Muitas escolas públicas chamam a minha (nossa) atenção para histórias estranhas nelas desenvolvidas que dizem respeito a brigas de alunos, grupos rivais, e até morte, — sugerindo-me, assim, esta conclusão: a de que a escola perdera o encanto do conhecimento, transformando-se, infelizmente, em um palco de lamentações.

Algumas razões para a perda desse encanto são plausíveis: o espaço físico de muitas escolas (públicas e, até, particulares) é composto por salas desproporcionais e/ ou desfiguradas, laboratórios de informática e de ciências em desuso (que, se utilizados, ajudariam, e muito, a criar uma atmosfera da descoberta), grades de proteção em todas as partes da escola, materiais pedagógicos insuficientes e/ ou em falta etc.

Em outras escolas, muitas vezes, há uma rigidez disciplinar (como exigência de uniformes para entrar) sem uma ampla discussão democrática que possibilite ao aluno participar de decisões importantes que o conscientizem como sujeito histórico-cultural. Lembrando Vygotsky, o legado cultural do grupo é a base constitutiva de cada indivíduo: tal base não só resulta da educação familiar e do contexto sociopolítico, mas também de uma multiplicidade de influências no curso do desenvolvimento do indivíduo. A escola, na perspectiva vygotskiana, tem um papel fundamental para a realização do desenvolvimento da experiência culturalmente acumulada. A escola oferece, logo, a oportunidade de o indivíduo acessar informações e experiências novas e, conseqüentemente, desenvolver-se [1]. E desenvolver-se como cidadão…

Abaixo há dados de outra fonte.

PR #1826, opened 2024-11-16
Use empty map for missing additional parameters

TheMrMilchmann:
This is not only more consistent with the other tokens which use an empty map, but also more in line with the documentation (at least for `OAuth2DeviceVerificationAuthenticationToken`).

### DIFF
--- a/oauth2-authorization-server/src/main/java/org/springframework/security/oauth2/server/authorization/authentication/OAuth2DeviceAuthorizationRequestAuthenticationToken.java
+++ b/oauth2-authorization-server/src/main/java/org/springframework/security/oauth2/server/authorization/authentication/OAuth2DeviceAuthorizationRequestAuthenticationToken.java
@@ -96,7 +96,7 @@ public class OAuth2DeviceAuthorizationRequestAuthenticationToken extends Abstrac
 		this.deviceCode = deviceCode;
 		this.userCode = userCode;
 		this.authorizationUri = null;
-		this.additionalParameters = null;
+		this.additionalParameters = Collections.emptyMap();
 		setAuthenticated(true);
 	}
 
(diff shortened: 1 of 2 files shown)


oauth2-authorization-server/src/main/java/org/springframework/security/oauth2/server/authorization/authentication/OAuth2DeviceAuthorizationRequestAuthenticationToken.java
```diff
@@ -96,7 +96,7 @@ public OAuth2DeviceAuthorizationRequestAuthenticationToken(Authentication client
 		this.deviceCode = deviceCode;
 		this.userCode = userCode;
 		this.authorizationUri = null;
-		this.additionalParameters = null;
+		this.additionalParameters = Map.of();
```
jgrandja, line 99: Please use `Collections.emptyMap()` to be consistent with other usages in the framework - `Map.of()` is not currently used.

oauth2-authorization-server/src/main/java/org/springframework/security/oauth2/server/authorization/authentication/OAuth2DeviceVerificationAuthenticationToken.java
```diff
@@ -80,7 +80,7 @@ public OAuth2DeviceVerificationAuthenticationToken(Authentication principal, Str
 		this.principal = principal;
 		this.userCode = userCode;
 		this.clientId = clientId;
-		this.additionalParameters = null;
+		this.additionalParameters = Map.of();
```
jgrandja, line 83: See previous comment

jgrandja (changes requested):
Thanks for the PR @TheMrMilchmann.

Please see review comment and then we can get this merged.

oauth2-authorization-server/src/main/java/org/springframework/security/oauth2/server/authorization/authentication/OAuth2DeviceAuthorizationRequestAuthenticationToken.java
TheMrMilchmann: Done!

jgrandja:
Thanks for the updates @TheMrMilchmann. This is now merged.

PR #1842, opened 2024-11-25
Polish

ngocnhan-tran1996:
This PR includes:

- Use Pattern Matching
- Use `Collections.emptyMap()` instead.

I think `Collections.emptyMap()` return immutable value so we dont need use `Collections#unmodifiableMap` for wrapping purpose


jgrandja:
Thanks for the PR @ngocnhan-tran1996. This is now merged.

PR #409, opened 2025-05-14
fix the codes of reset PCM in TDDFT optimization

puzhichen:


sunqm:
I'll update the as_scanner method in another PR

PR #417, opened 2025-05-26
feat: TDDFT-ris store Tpq in RAM

John-zzh:
I think the current setup already makes the best of old `intopt` and `get_int3c2e_slice` engine.

- [ 1st commit ]

dos2unix operation is the only change in this commit. You can trust it and approve.

- [other commits] 

1.  Add option to store Tia Tij Tab in RAM. Milestone: 360 atoms, 6284 nbf wb97x-d3bj TDA-ris 10 states on A100, 40 sec if in GPU-mem; 100 sec if in RAM; TDDFT-ris 130 sec if in RAM. 
2.  cleanup multiple lines of function args
3.  sort eri2c_inv only once
4.  remove temporarily useless codes, such as UKS.   

what I have tested out :
1. on the fly generate Tia is ~20 times slower than pre-calc and store it in RAM
2. a naive multi-gpu implementation make it even slower

TODO:
1.  change to `int3c2e_bdiv` engine 
3.  test 1000 atoms system; still looking for interesting benchmark set 

x.  Maybe add UKS in the future, or maybe just head towards ROKS.


gpu4pyscf/tdscf/ris.py
wxj6000, line 1: Git is still not tracking the changes.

Portanto, as relações sociais feitas com outras pessoas, e o respeito nessas relações, são muito importantes para o indivíduo, que sem a escola, poderia não aprender. Vygotsky

[…] chama a atenção também para o importante papel de mediador exercido por outras pessoas nos processos de formação dos conhecimentos, das habilidades de raciocínio e procedimentos comportamentais de cada sujeito. De acordo com este paradigma, o desenvolvimento individual é sempre mediado pelo outro (entendido como outras pessoas do grupo social), que indica, delimita e atribui significados à realidade[2]. (Grifos da autora)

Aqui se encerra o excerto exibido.